Statues of Blacks are also beginning to populate Europe’s cities in ways intended to encourage pride rather than reproduce suffering. A case in point is La Vaughn Belle and Jeanette Ehler’s ‘I Am Queen Mary’ erected in 2018 in front of the Danish West Indian Warehouse in Copenhagen; fundraising continues for a permanent version in bronze. Its creators note that it was ‘timed to be unveiled in the centennial year commemorating the 100th anniversary of Denmark’s sale of the Virgin Islands to the United States’ and ‘challenges Denmark’s role in slavery and commemoration of its colonial history by centring the stories and agency of those who were brought to the Danish West Indies and demonstrates how artists can be leaders in this conversation’ (I Am Queen Mary). Particularly notable here is the emphasis on female empowerment at a time when most historical rather than allegorical figures in public space continue to be male. A generation after abolition, Mary Thomas was one of the women who in 1878 led a revolt in St. Croix against the working conditions of former slaves and their descendants. Her pose here is clearly inspired by an iconic photograph of Black Panther leader Huey Newton, taken in 1968 by Blair Stapp, although the weapons she holds are derived from a 19th-century print.

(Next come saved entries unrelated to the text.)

PR #78, opened 2024-03-08
Da verifier protocol

danielSanchezQ:
Fill up verifier and verifier tests
This is lacking the attestation creation which is not yet defined in the specification. It can be added later in a different PR.


megonen (approved):
done 👍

Those of us engaging in the creation of new commemorative landscapes must be ready to move beyond established paradigms. We must also recognize that having a commitment to building more inclusive societies includes a willingness to work with those whose tastes may differ quite radically from our own. Whether or not we personally choose to enter into these discussions, however, we face the challenge of supporting such societies by paying more attention in our scholarship and our teaching to the relationship between the exploitation of Black bodies and the built environment. This includes admitting how iconic buildings from which we have derived considerable aesthetic and intellectual pleasure are nonetheless expressions of cultural, economic, and political systems that have encouraged or profited from such exploitation. These stories are moreover too important to stay buried on the shelves of university libraries and the pages of peer-reviewed journals available only through online subscriptions. They need to be integrated into basic survey courses and into public outreach that furthers awareness of the degree to which all Europeans have, if often unwittingly, benefitted from these legacies. This can be one small step towards ensuring that Black Lives Matter.

Notes

  1. I thank Nicola Figgis for first pointing this out to me. [^]

Author’s Note

This text is based on my opening address to the 2021 EAHN meeting. I thank Aruna d’Souza, Luke Fidler, Juliet Koss, Jeffrey Moser, Thaïsa Way, two anonymous peer reviewers and my editors for their many helpful comments. The revisions were begun during the time that I was an Ailsa Mellon Bruce Senior Fellow at the Center for Advanced Study of the Visual Arts at the National Gallery of Art. This project has received funding from the European Research Council (ERC) under the European Union’s Horizon 2020 research and innovation programme (grant agreement No 101019419).

Competing Interests

The author has no competing interests to declare.